Insertion of a Pulmonary Artery Catheter
Intravenous access is obtained by placement of an introducer into a central vein. The PAC is inserted through the introducer. To promote ease of insertion, the preferred site is the right internal jugular (IJ) vein, but other options include the left IJ vein the subclavian vein or the femoral vein. The PAC comes packaged with a natural preformed curve that facilitates placement of the catheter. Given the curve of the catheter, the right IJ vein provides the easiest and most direct access to the right heart. The second best access point is the left subclavian vein. Femoral vein sites are the most challenging and may require placement via fluoroscopy. Black marks on the catheter, at 10 centimeter (cm) intervals, assist with placement.

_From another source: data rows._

PR #868, opened 2024-03-11
Merge ktx compare to main

aqnuep:
This PR contains all the code changes for the ktx compare tool, alongside other changes related to fixes needed to be done in order for ktx compare to work as expected (including the fixes related to the handling of the D24S8 format).

@MarkCallow, @lexaknyazev, FYI.

### DIFF
--- a/tools/ktx/command.h
+++ b/tools/ktx/command.h
@@ -77,6 +77,7 @@ enum class ReturnCode {
     DFD_FAILURE = RUNTIME_ERROR,
     NOT_SUPPORTED = 5,
     NOT_IMPLEMENTED = 6,
+    DIFFERENCE_FOUND = 7
 };
 using rc = ReturnCode;
 
@@ -364,6 +365,10 @@ class InputStream {
 public:
     InputStream(const std::string& filepath, Reporter& report);
 
+    const std::string& str() {
+        return filepath;
+    }
+
     /*explicit(false)*/ operator std::istream&() {
         return *activeStream;
     }
@@ -386,6 +391,11 @@ class OutputStream {
 public:
     OutputStream(const std::string& filepath, Reporter& report);
     ~OutputStream();
+
+    const std::string& str() {
+        return filepath;
+    }
+
     void writeKTX2(ktxTexture* texture, Reporter& report);
     void write(const char* data, std::size_t size, Reporter& report);
 };
--- a/tools/ktx/command_compare.cpp
+++ b/tools/ktx/command_compare.cpp
@@ -468,9 +468,11 @@ struct DiffMismatch {
 class PrintDiff {
     PrintIndent& printIndent;
     OutputFormat outputFormat;
-    std::vector<std::string> context;
-    bool firstContext;
-    bool different;
+    std::optional<std::string> jsonSection = {};
+    bool jsonSectionEmpty = false;
+    bool firstContext = true;
+    std::vector<std::string> context = {};
+    bool different = false;
 
     void printContext() {
         if (!context.empty()) {
@@ -482,12 +484,40 @@ class PrintDiff {
         }
     }
 
+    void beginJsonOutput() {
+        assert(jsonSection.has_value());
+
+        const auto space = outputFormat != OutputFormat::json_mini ?  " " : "";
+        const auto nl = outputFormat != OutputFormat::json_mini ?  "\n" : "";
+
+        printIndent(0, ",{}", nl);
+
+        if (std::exchange(jsonSectionEmpty, false))
+            printIndent(1, "\"{}\":{}{{{}", *jsonSection, space, nl);
+    }
+
 public:
     PrintDiff(PrintIndent& output, OutputFormat format)
-        : printIndent(output), outputFormat(format), context(), firstContext(true), different(false) {}
+        : printIndent(output), outputFormat(format) {}
 
     bool isDifferent() const {
         return different;
+    }
+
+    void beginJsonSection(std::string&& section) {
+        jsonSection = section;
+        jsonSectionEmpty = true;
+    }
+
+    void endJsonSection() {
+        if (jsonSection.has_value()) {
+            const auto nl = outputFormat != OutputFormat::json_mini ?  "\n" : "";
+            if (!jsonSectionEmpty) {
+                printIndent(0, "{}", nl);
+                printIndent(1, "}}");
+            }
+            jsonSection.reset();
+        }
     }
 
     void setContext(std::string&& ctx) {
@@ -519,17 +549,17 @@ public:
             if (diff.hasValue(1))
                 printIndent(0, "+{}: {}\n", diff.textHeader, diff.value(1, outputFormat));
         } else {
-            printIndent(0, ",{}", nl);
-            printIndent(1, "\"{}\":{}[{}", diff.jsonPath, space, nl);
+            beginJsonOutput();
+            printIndent(2, "\"{}\":{}[{}", diff.jsonPath, space, nl);
             if (diff.hasValue(0))
-                printIndent(2, "{},{}", diff.value(0, outputFormat), nl);
+                printIndent(3, "{},{}", diff.value(0, outputFormat), nl);
             else
-                printIndent(2, "null,{}", nl);
+                printIndent(3, "null,{}", nl);
             if (diff.hasValue(1))
-                printIndent(2, "{}{}", diff.value(1, outputFormat), nl);
+                printIndent(3, "{}{}", diff.value(1, outputFormat), nl);
             else
-                printIndent(2, "null{}", nl);
-            printIndent(1, "]");
+                printIndent(3, "null{}", nl);
+            printIndent(2, "]");
         }
     }
 
@@ -552,19 +582,19 @@ public:
                 diff.printText(1, printIndent, "+");
             }
         } else {
-            printIndent(0, ",{}", nl);
-            printIndent(1, "\"{}\":{}[{}", diff.jsonPath, space, nl);
+            beginJsonOutput();
+            printIndent(2, "\"{}\":{}[{}", diff.jsonPath, space, nl);
             if (diff.hasValue(0)) {
-                diff.printJson(0, printIndent, 2, space, nl);
+                diff.printJson(0, printIndent, 3, space, nl);
                 printIndent(0, ",{}", nl);
             } else
-                printIndent(2, "null,{}", nl);
+                printIndent(3, "null,{}", nl);
             if (diff.hasValue(1)) {
-                diff.printJson(1, printIndent, 2, space, nl);
+                diff.printJson(1, printIndent, 3, space, nl);
                 printIndent(0, "{}", nl);
             } else
-                printIndent(2, "null{}", nl);
-            printIndent(1, "]");
+                printIndent(3, "null{}", nl);
+            printIndent(2, "]");
         }
     }
 
@@ -583,13 +613,12 @@ public:
         different = true;
 
         const auto space = outputFormat != OutputFormat::json_mini ?  " " : "";
-        const auto nl = outputFormat != OutputFormat::json_mini ?  "\n" : "";
 
         if (outputFormat == OutputFormat::text) {
             printIndent(0, "+{}\n", diff.textMsg);
         } else {
-            printIndent(0, ",{}", nl);
-            printIndent(1, "\"{}\":{}[]", diff.jsonPath, space);
+            beginJsonOutput();
+            printIndent(2, "\"{}\":{}[]", diff.jsonPath, space);
         }
     }
 };
@@ -759,7 +788,7 @@ class CommandCompare : public Command {
 
         std::array<std::string, 2> inputFilepaths;
         ContentMode contentMode = ContentMode::raw;
-        uint64_t perPixelOutputLimit = 0;
+        std::size_t perPixelOutputLimit = 0;
         bool allowInvalidInput = false;
         bool ignoreFormatHeader = false;
         bool ignoreSupercomp = false;
@@ -868,13 +897,13 @@ class CommandCompare : public Command {
                     report.fatal_usage("--per-pixel-output is specified but --content was not set to \"image\".");
                 const auto perPixelOutputStr = to_lower_copy(args[kPerPixelOutput].as<std::string>());
                 if (perPixelOutputStr == "all") {
-                    perPixelOutputLimit = UINT64_MAX;
+                    perPixelOutputLimit = SIZE_MAX;
                 } else if (perPixelOutputStr == "none") {
                     perPixelOutputLimit = 0;
                 } else {
                     std::size_t parsedCharacters = 0;
                     try {
-                        perPixelOutputLimit = std::stoull(perPixelOutputStr, &parsedCharacters);
+                        perPixelOutputLimit = static_cast<std::size_t>(std::stoull(perPixelOutputStr, &parsedCharacters));
                     } catch (std::exception&) {}
                     if (parsedCharacters != perPixelOutputStr.length())
                         report.fatal_usage("Invalid --per-pixel-output arugment: \"{}\".", perPixelOutputStr);
@@ -971,6 +1000,9 @@ private:
     void compareKVEntry(PrintDiff& diff, const std::string_view& key,
         ktxHashListEntry* entry1, ktxHashListEntry* entry2);
     void compareSGD(PrintDiff& diff, InputStreams& streams);
+    void compareImages(PrintDiff& diff, InputStreams& streams);
+    void compareImagesRaw(PrintDiff& diff, InputStreams& streams);
+    void compareImagesPerPixel(PrintDiff& diff, InputStreams& streams);
 
     void read(InputStream& stream, std::size_t offset, void* readDst, std::size_t readSize, std::string_view what) {
         stream->seekg(offset);
@@ -1044,10 +1076,10 @@ void CommandCompare::executeCompare() {
             validationMessages.emplace_back(std::move(messagesOS).str());
         }
 
-        bool hasValidationError = false;
+        bool hasValidationMessages = false;
         for (std::size_t i = 0; i < inputStreams.size(); ++i) {
             if (!validationMessages[i].empty()) {
-                if (std::exchange(hasValidationError, true))
+                if (std::exchange(hasValidationMessages, true))
                     fmt::print("\n");
 
                 fmt::print("Validation {} for '{}'\n", validationResults[i] == 0 ? "successful" : "failed",
@@ -1058,12 +1090,16 @@ void CommandCompare::executeCompare() {
         }
 
         for (std::size_t i = 0; i < inputStreams.size(); ++i) {
-            if (validationResults[i] != 0)
+            if (validationResults[i] != 0) {
                 if (validationResults[i] != +rc::INVALID_FILE || !options.allowInvalidInput)
                     throw FatalError(ReturnCode{validationResults[i]});
+
+                // Image comparison is only supported for valid input files
+                options.contentMode = ContentMode::ignore;
+            }
         }
 
-        if (hasValidationError)
+        if (hasValidationMessages)
             fmt::print("\n");
 
         PrintIndent out{std::cout};
@@ -1073,6 +1109,7 @@ void CommandCompare::executeCompare() {
         compareDFD(diff, inputStreams);
         compareKVD(diff, inputStreams);
         compareSGD(diff, inputStreams);
+        compareImages(diff, inputStreams);
 
         if (diff.isDifferent())
             throw FatalError(rc::DIFFERENCE_FOUND);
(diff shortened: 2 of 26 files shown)


aqnuep:
@MarkCallow could you prioritize reviewing this and the related CTS PR this week?

It is practically the combined PR of all the previously reviewed PRs plus rebasing/bug fixing, so it should be fairly straightforward.

tools/ktx/command_compare.cpp
```diff
@@ -0,0 +1,2465 @@
...
+    "\x1A" as an unescaped "\x1A" sequence inside a JSON string breaks nearly every JSON tool.
+    Note that this does not change the value of the string only its representation.
+
+    @note @b ktx @b compare prints using UTF-8 encoding. If your console is not
+    set for UTF-8 you will see incorrect characters in output of the file
+    identifier on each side of the "KTX nn".
+
+    The following options are available:
+    @snippet{doc} ktx/command.h command options_format
+    <dl>
```
MarkCallow, line 836: For some reason that I can't see, most of the text is hugely indented as you can see in the following. It makes reading the documentation difficult on a reasonable width terminal. Also some options have a different indent than others. I think the latter may be due to some coming from snippets.

Oh! Wait. This output is from `ktx compare --help`. I'm not sure this doxygen code is the source for this output.

```
  -f, --format text|json|mini-json
                                Specifies the report output format. Possible options are:
                                  text: Human readable text based format
                                  json: Formatted JSON
                                  mini-json: Minified JSON
                                 (default: text)
      --content raw|image|ignore
                                Controls how image content is compared. Possible values are:
                                  raw: Encoded image data is compared verbatim, as it appears in 
                                the file
                                  image: Effective image data is compared per texel block
                                  ignore: Ignore image contents
                                Note: When the mode is set to @b image, the effective image data of 
                                individual mip levels, layers, and faces is compared texel block by 
                                texel block after applying one or more of the following 
                                transformations, if needed:
                                - If the texture is supercompressed (e.g. using Zstandard or ZLIB), 
                                the images are deflated before comparison.
                                - If the texture is encoded using BasisLZ, the images are 
                                transcoded to R8G8B8A_UNORM before comparison.
                                For block compressed textures and textures encoded using UASTC the 
                                texel blocks are the individual compressed blocks, while for other 
                                formats the texel blocks are the individual pixels of the image.
                                When comparing files that use different supercompression schemes, 
                                or otherwise different encoding, additional options may need to be 
                                used to avoid unexpected differences to be reported related to the 
                                meta information of the files. For example:
                                - The supercompression scheme can be ignored with --ignore-supercomp
                                - Compressed byte length and other index section differences can be 
                                ignored with --ignore-index all or --ignore-index level
                                - DFD section differences can be ignored with --ignore-dfd all or 
                                --ignore-dfd all-except-color-space
                                - SGD section differences can be ignored with --ignore-sgd all or 
                                --ignore-sgd payload
                                 (default: raw)
      --per-pixel-output all|<number>|none
                                Controls whether per pixel / texel block difference output is 
                                generated when --content is set to image:
                                  all - Every single difference is output (may r
```

tools/ktx/command_compare.cpp
```diff
@@ -0,0 +1,2465 @@
...
+            @b ignore - Ignore image contents. <br />
+            The default mode is @b raw, meaning that the encoded image data must match exactly.
+            Note: When the mode is set to @b image, the effective image data of individual mip
+            levels, layers, and faces is compared texel block by texel block after applying
+            one or more of the following transformations, if needed: <br />
+            \- If the texture is supercompressed (e.g. using Zstandard or ZLIB), the images
+               are deflated before comparison. <br />
+            \- If the texture is encoded using BasisLZ, the images are transcoded to
+               R8G8B8A_UNORM before comparison. <br />
+            For block compressed textures and textures encoded using UASTC the texel blocks are
```
MarkCallow, line 850: I think UASTC images should be transcoded too. Then people can compare UASTC and BasisLZ compression after the fact.

tools/ktx/command_compare.cpp
```diff
@@ -0,0 +1,2465 @@
...
+                in the basic DFD block. <br />
+            @b unknown - Ignore any unrecognized DFD blocks. <br />
+            @b extended - Ignore all DFD blocks except the basic DFD block. <br />
+            @b none - Do not ignore any DFD blocks. <br />
+            The default mode is @b none, meaning that all DFD entries will be compared.
+        </dd>
+        <dt>\--ignore-bdfd-bytesplane</dt>
+        <dd>Ignore BDFD bytesPlane values. Useful when comparing supercompressed files with
+            non-supercompressed ones, as bytesPlane is set to zero for supercompressed files.</dd>
+        <dt>\--ignore-metadata all | &lt;keys&gt; | none</dt>
```
MarkCallow, line 901: all | key<,...> | none

tools/ktx/command_compare.cpp
```diff
@@ -0,0 +1,2465 @@
...
+        <dd>Controls the comparison of metadata (KVD) entries. Possible options are: <br />
+            @b all - Ignore all metadata entries. <br />
+            @b &lt;keys&gt; - Ignore the specified comma separated list of metadata keys. <br />
```
MarkCallow, line 904: key&lt;,...&gt; - Ignore ...

MarkCallow (changes requested):
`ktx help compare` produces

```
ktx help fatal: Invalid command specified: "compare". See 'ktx help --help'.
```

I think we need header lines (at least in text output) like
```
--- input-file1
+++ input-file2
```
to easily see what the minuses and pluses refer to.

How much work will it be to add color-coding like git diff?

I would like an option to print the name of the file being processed here when the files differ and in `validate` when a file is invalid. It is useful when running a script over multiple files. See `grep -H` for example. How would such be handled in the JSON output and how much work will it be. I realize this is outside the current scope but I want to propose it to the TSG.

aqnuep:
> `ktx help compare` produces
> 
> ```
> ktx help fatal: Invalid command specified: "compare". See 'ktx help --help'.
> ```

Thanks for the feedback, I'll check what's going on.

> I think we need header lines (at least in text output) like
> 
> ```
> --- input-file1
> +++ input-file2
> ```
> 
> to easily see what the minuses and pluses refer to.
> 
> How much work will it be to add color-coding like git diff?
> 
> I would like an option to print the name of the file being processed here when the files differ and in `validate` when a file is invalid. It is useful when running a script over multiple files. See `grep -H` for example. How would such be handled in the JSON output and how much work will it be. I realize this is outside the current scope but I want to propose it to the TSG.

The text output of ktx compare is not supposed to be an actual diff-like output, as it wouldn't work in general for all the types of differences the tool can output. Not to mention that it would require significantly more effort to include context, etc.

Outputting the filenames for every difference would be possible, but it would make things extremely verbose as well. Also, per above, the output is "context-free", and does not output matching parts, hence every single diff would have to be wrapped with the filename headers, which would be highly undesirable.

Color coding would be possible, but you'd have to consider output support for ansi-color (terminal support and not including colors when output is captured in a file stream).

Everything is doable, but the output format has been out there for review for months, and at this point in time we do not have sufficient time to implement these additional requests, even if we'd agree to do them.

tools/ktx/command.h
```diff
@@ -364,6 +365,10 @@ class InputStream {
 public:
     InputStream(const std::string& filepath, Reporter& report);
 
+    const std::string& str() {
```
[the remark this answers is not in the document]
aqnuep: `str()` is a standard name for to-string conversion in C++ STL, but I can rename this to Java-like `toString`, or something, if needed.

tools/ktx/command_extract.cpp
```diff
@@ -412,16 +412,16 @@ void CommandExtract::executeExtract() {
         const auto imageHeight = std::max(1u, texture->baseHeight >> levelIndex);
         const auto imageDepth = std::max(1u, texture->baseDepth >> levelIndex);
 
-        for (uint32_t faceIndex = 0; faceIndex < texture->numFaces; ++faceIndex) {
-            if (options.fragmentURI.facial.is_undefined() ?
-                    faceIndex != 0 :
-                    !options.fragmentURI.facial.contains(faceIndex))
+        for (uint32_t layerIndex = 0; layerIndex < texture->numLayers; ++layerIndex) {
```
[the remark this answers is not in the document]
aqnuep: Not really, as the output names had suffices. I just unified the order of traversal across the tools for consistency.

tools/ktx/command_compare.cpp
aqnuep: The doxygen source and CLI help needed duplication (we still removed quite a bit of duplication in the original effort, but there's no way to merge these two).

The indentation of `--help` output is driven by cxxopts, so we do not have direct control over it.

tools/ktx/command_compare.cpp
aqnuep: It was an explicit request from @lexaknyazev to treat them as block-compressed formats.

BasisLZ needs transcoding (something that we suggested adding support for), because it does not have a block layout, as the supercompression is part of the universal data format itself, hence it is an exception.

tools/ktx/command_compare.cpp
aqnuep: The format `key<,...>` does not make sense, `<x>` means in CLI option format that it's a named value rather than a literal, `[x]` is for optional arguments, at most it should be something like `<key>[,<key>...]`, but that would be unnecessarily verbose IMO, as the description clearly indicates it is supposed to be a comma separated list.

tools/ktx/command.h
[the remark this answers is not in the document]
MarkCallow: Let's stick with the standard name.

tools/ktx/command_extract.cpp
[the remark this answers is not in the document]
MarkCallow: Good.

tools/ktx/schema/info.json
```diff
@@ -249,6 +249,20 @@
                         "VK_FORMAT_ASTC_10x10_SFLOAT_BLOCK_EXT",
                         "VK_FORMAT_ASTC_12x10_SFLOAT_BLOCK_EXT",
                         "VK_FORMAT_ASTC_12x12_SFLOAT_BLOCK_EXT",
```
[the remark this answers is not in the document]
MarkCallow: With what? Older versions of the tools? Old output files people have?

tools/ktx/command_compare.cpp
MarkCallow: Is it possible to change the spacing without modifying the fmt code, e.g, a compile option, maybe in a more recent version of fmt?

I am aware of the duplication. I was not aware at first where the above text was coming from.

tools/ktx/command_compare.cpp
MarkCallow: Then I am misunderstanding "effective image data". What is the difference between `raw` and `image` then for block-compressed textures or UASTC?

MarkCallow:
> The text output of ktx compare is not supposed to be an actual diff-like output, as it wouldn't work in general for all the types of differences the tool can output. Not to mention that it would require significantly more effort to include context, etc.

Maybe I confused you by using 3 pluses and minuses. I know it is not actual diff-like output. I am not looking for context. I am looking for an indication of which file corresponds to the - and which to the +. Basically just printing 2 lines at the top of the output.

> Outputting the filenames for every difference would be possible, but it would make things extremely verbose as well. Also, per above, the output is "context-free", and does not output matching parts, hence every single diff would have to be wrapped with the filename headers, which would be highly undesirable.

On reflection I think having a list of pairs of files to compare by way of a shell script loop is unlikely so this is not needed. To be clear, I was not looking for a filename at every difference, just once at the start of the output.

> Color coding would be possible, but you'd have to consider output support for ansi-color (terminal support and not including colors when output is captured in a file stream).

Indeed. I am not asking you to add color-coding. I am asking for an estimate of the work so I can decide if it is something we can pursue.

> Everything is doable, but the output format has been out there for review for months, and at this point in time we do not have sufficient time to implement these additional requests, even if we'd agree to do them.

Sometimes things only become apparent once you start using a tool.

tools/ktx/ktx_main.cpp
```diff
@@ -163,6 +163,7 @@ KTX_COMMAND_BUILTIN(ktxEncode)
 KTX_COMMAND_BUILTIN(ktxTranscode)
 KTX_COMMAND_BUILTIN(ktxInfo)
 KTX_COMMAND_BUILTIN(ktxValidate)
+KTX_COMMAND_BUILTIN(ktxCompare)
```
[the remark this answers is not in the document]
MarkCallow: This and `ktx help compare` are fixed but `compare` still does not appear in the output of `ktx help`.

tools/ktx/command_compare.cpp
```diff
@@ -0,0 +1,2465 @@
...
+               with --ignore-index all or --ignore-index level. <br />
+            \- DFD section differences can be ignored with --ignore-dfd all or --ignore-dfd
+               all-except-color-space. <br />
+            \- BDFD bytesPlane value differences can be ignored with --ignore-bdfd-bytesplane. <br />
+            \- SGD section differences can be ignored with --ignore-sgd all or --ignore-sgd
+               payload. <br />
+        </dd>
+        <dt>\--per-pixel-output all | &lt;number&gt; | none</dt>
+        <dd>Controls whether per pixel / texel block difference output is generated when
+            --content is set to @b image:
```
MarkCallow, line 868: `<br />` is missing from the end of this line.

MarkCallow:
The man page needs an explanation of the texel bock diff output. The following is from a comparison of 2 R8G8B8A8 cubemaps. My questions, which should be answered in the documentation, follow:

```
+Mismatch in level 0 layer 0 face 0
  Coordinates: 2, 0, 0
    Image byte offset: 0x8
    File byte offset: 0x1100
-    Packed: 0x08, 0x09, 0x14, 0x03
+    Packed: 0x08, 0x09, 0x0a, 0x0b
-    Channels: 8, 9, 20, 3
+    Channels: 8, 9, 10, 11
```

1. Coordinates presumably is image coordinates. Are they based on KTXorientation or do they assume top down orientation?
2. What is the meaning of "Packed" here?
3. What are the Channels? According to the DFDs both files have channel ids of 0, 1, 2 and 15 (RGBA).

tools/ktx/schema/info.json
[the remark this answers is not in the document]
aqnuep: Older tool versions. In general I've been avoiding any backwards-incompatible change to the JSON schemas, but, of course, if that's not a concern, we can remove these.

tools/ktx/command_compare.cpp
aqnuep: This is not coming from the fmt library, but from the cxxopts library we use for CLI option handling.

I'll check if there's any possibility to configure this.

tools/ktx/command_compare.cpp
aqnuep: Raw is not doing per texel block comparison, but a simple memcmp of the entire image payload. Image comparison does per texel block comparison and for UASTC the texel blocks are individual UASTC compressed blocks.

aqnuep:
> The man page needs an explanation of the texel bock diff output. The following is from a comparison of 2 R8G8B8A8 cubemaps. My questions, which should be answered in the documentation, follow:
> 
> ```
> +Mismatch in level 0 layer 0 face 0
>   Coordinates: 2, 0, 0
>     Image byte offset: 0x8
>     File byte offset: 0x1100
> -    Packed: 0x08, 0x09, 0x14, 0x03
> +    Packed: 0x08, 0x09, 0x0a, 0x0b
> -    Channels: 8, 9, 20, 3
> +    Channels: 8, 9, 10, 11
> ```
> 
> 1. Coordinates presumably is image coordinates. Are they based on KTXorientation or do they assume top down orientation?
> 2. What is the meaning of "Packed" here?
> 3. What are the Channels? According to the DFDs both files have channel ids of 0, 1, 2 and 15 (RGBA).

1. Coordinates are in texel coordinates. They are not affected by KTXorientation, they are the "raw" coordinates.
2. Packed is the array of individual packed data elements (each element has a size of `typeSize`)
3. Channels is the array of channel values in integer (for `INT` and `NORM` formats) or float (for `FLOAT` formats) format, and they are output in the same order as the channels appear in the DFD, as discussed and agreed over email (i.e. not always in RGBA order) in order to work as expected for more exotic formats like YUYV which have multiple components of the same type

aqnuep:
I've updated the man page to include information above about the output format.

tools/ktx/ktx_main.cpp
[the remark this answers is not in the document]
aqnuep: Hmm, let me double-check. I thought I verified it.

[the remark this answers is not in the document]
aqnuep: Ah, yes, I missed the man text for the main ktx command. It should be fixed now.

tools/ktx/schema/info.json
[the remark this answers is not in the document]
MarkCallow: Thanks. No need to remove them at this point though people generally seem to update their installations.

tools/ktx/command_compare.cpp
MarkCallow: I meant `cxxopt`. Please check. Its a more general fix than just this PR so I'm not going to hold up merging waiting for an answer.

tools/ktx/command_compare.cpp
MarkCallow: I thought ""effective image data" was the decoded data where possible so images of different but compatible formats could be compared. That is something we can possibly add later.

So the user visible difference is that you'll get told which layer, levels and faces differ instead of just that he images differ. Correct?

tools/ktx/command_compare.cpp
MarkCallow: Somehow a reply I typed earlier today has gone missing. I confused the meanings of `<>` and `[]`. I like it to be clear from a quick scan of the option without having to read the descriptions. How about `<key>[,...]` to reduce the verbosity. I sure I've seen this kind of abbreviation used elsewhere for repeatable arguments.

tools/ktx/command_compare.cpp
```diff
@@ -0,0 +1,2482 @@
...
+            The default mode is @b none, meaning that SGD sections will be always compared.
+            Note: --ignore-sgd payload can be used to compare BasisLZ SGD headers without
+            expecting an exact match for the individual SGD payload sections.
+        </dd>
+    </dl>
+    @snippet{doc} ktx/command.h command options_generic
+
+    Reports about individual texel block differences include the following information: <br />
+    <ul>
+        <li>The level, layer, and face index of the image where the difference was found.</li>
```
MarkCallow, line 923: layer, level and face is the order I normally think of.

tools/ktx/command_compare.cpp
```diff
@@ -0,0 +1,2482 @@
...
+            @b payload - Ignore any unrecognized SGD section and the payload of any known SGD section. <br />
+            @b none - Do not ignore the SGD section. <br />
+            The default mode is @b none, meaning that SGD sections will be always compared.
+            Note: --ignore-sgd payload can be used to compare BasisLZ SGD headers without
+            expecting an exact match for the individual SGD payload sections.
+        </dd>
+    </dl>
+    @snippet{doc} ktx/command.h command options_generic
+
+    Reports about individual texel block differences include the following information: <br />
```
MarkCallow, line 921: Reports about individual texel block differences, which are output if --content is set to @b image, include...

tools/ktx/command_compare.cpp
aqnuep: I've checked cxxopts. The good news is there's a single constant that affects the maximum indentation the descriptions of CLI options will have (maximum, as if all option names are shorter, then smaller indentation is used).

The bad news is that it is only modifiable by actually changing our copy of the cxxopts source code.

Do you want me to do that?

FYI, the default value is 30, meaning that the maximum indentation of descriptions is 32 (+2 because of the indentation of CLI option names themselves).

tools/ktx/command_compare.cpp
```diff
@@ -0,0 +1,2482 @@
...
+    <ul>
+        <li>The level, layer, and face index of the image where the difference was found.</li>
+        <li>The texel coordinates within the image where the difference was found, if --content
```
MarkCallow, line 924: Remove "if --content is set to @b image," here and below as texel block information is only printed when that is the case.

tools/ktx/command_compare.cpp
aqnuep: > I thought ""effective image data" was the decoded data where possible so images of different but compatible formats could be compared. That is something we can possibly add later.

Not in the case of the current image comparison mode. Besides this UASTC specific requirement, a general requirement for this comparison mode was to compare the packed data values, because we wanted to see differences, even if the decoded channel values otherwise match (e.g. two different representations of NaNs for floats, or two different representations of UASTC blocks that otherwise lead to the same transcoded/decoded values).

For a comparison mode that only care about the "color" values (potentially with tolerance) that may also allow comparing different formats (which is not currently supported), it is expected that we'd need to transcode (and decode GPU BC formats, for example), and do the comparison of the decoded channel values instead (potentially even with swizzling applied, if needed). But that's something to decide in the future.

Currently, the two modes are: raw, to compare image data as encoded in the file, and image, to compare packed data elements on a per texel block basis.

> So the user visible difference is that you'll get told which layer, levels and faces differ instead of just that he images differ. Correct?

Yes, for raw you'll only get image-level difference reports on a per layer/level/face basis.

tools/ktx/command_compare.cpp
aqnuep: Sure, fine by me. I still think it's unconventional, but certainly better.

aqnuep: Updated.

tools/ktx/command_compare.cpp
aqnuep: That's not actually how KTX stores these though, as KTX stores things in level-major order.

It's also the convention in graphics APIs, albeit historically GPUs used both level-major and layer-major representations.

tools/ktx/command_compare.cpp
aqnuep: I've used this phrasing, because the level, layer, and face is also output when --content is set to raw.

tools/ktx/command_compare.cpp
aqnuep: I took another stab at this section of the documentation. Please check the latest version.

MarkCallow: The rewrite is much better. Thanks.

MarkCallow:
I've merged https://github.com/KhronosGroup/KTX-Software-CTS/pull/22 though I haven't yet deleted the branch. Please update the reference here, fix the conflicts and mark this ready so I can merge it today.

aqnuep:
I've rebased the PR.

I also had to apply a fix in the dfd2vk code to handle the weird convention the KTX 2.0 spec defines for `D24_UNORM_S8_UINT` that uses OpenGL conventions.

MarkCallow (approved):

aqnuep:
Thank you, @MarkCallow for helping getting this through!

Once the access for the introducer has been obtained, the PAC is inserted under continued sterile conditions. The balloon at the catheter tip must be tested first by using the syringe provided in the packaging. This syringe has a maximum volume of 1.5 mL and is the only syringe that should be used on the catheter to prevent over inflation of the balloon. The balloon is first inflated and then deflated to ensure integrity. The proximal (RA) and distal (PA) ports are then connected to a transducer setup, and the lines are thoroughly flushed with saline. Finally, if an extra port is available, the line is flushed with saline and a screw cap should be placed on the extra port to exclude all air. A sleeve for the PA catheter must be placed prior to insertion. Once the catheter is inserted into the introducer, the tip is advanced to the right atrium (approximately 15 cm) and a right atrial waveform should be visualized on the monitor (Figure 5-6). At this point, the balloon is inflated. The catheter is then carefully advanced to the right ventricle (see Figure 5-7) and then into the pulmonary artery (see Figure 5-8). The catheter is advanced, or “floated,” using the balloon on the catheter tip, until the tip of the catheter wedges into a small pulmonary blood vessel (see Figure 5-9). Once the catheter is in the wedge position, the PAOP pressure should be noted, and then the air in the balloon is released. Once the balloon is deflated, the PAOP waveform should return back to the PA waveform, with corresponding PA digital pressure values (see Figure 5-7) on the monitor. At this time, the black mark at the insertion site of the PAC should be documented (in cm) to note the distance of the catheter from the insertion site into the heart. If any difficulty arises during the process of advancing the catheter, the balloon should be deflated, and the catheter withdrawn back into the RA to re-attempt insertion. During insertion, the bedside nurse assists the physician or the advanced practice provider with the setup and flushing of the catheter. The nurse will also assist in monitoring the catheter waveforms and electrocardiography (ECG) reading during insertion. Portable anteroposterior chest radiography is performed to confirm placement (Figure 5-10). Once the catheter is correctly placed, waveform analysis may begin.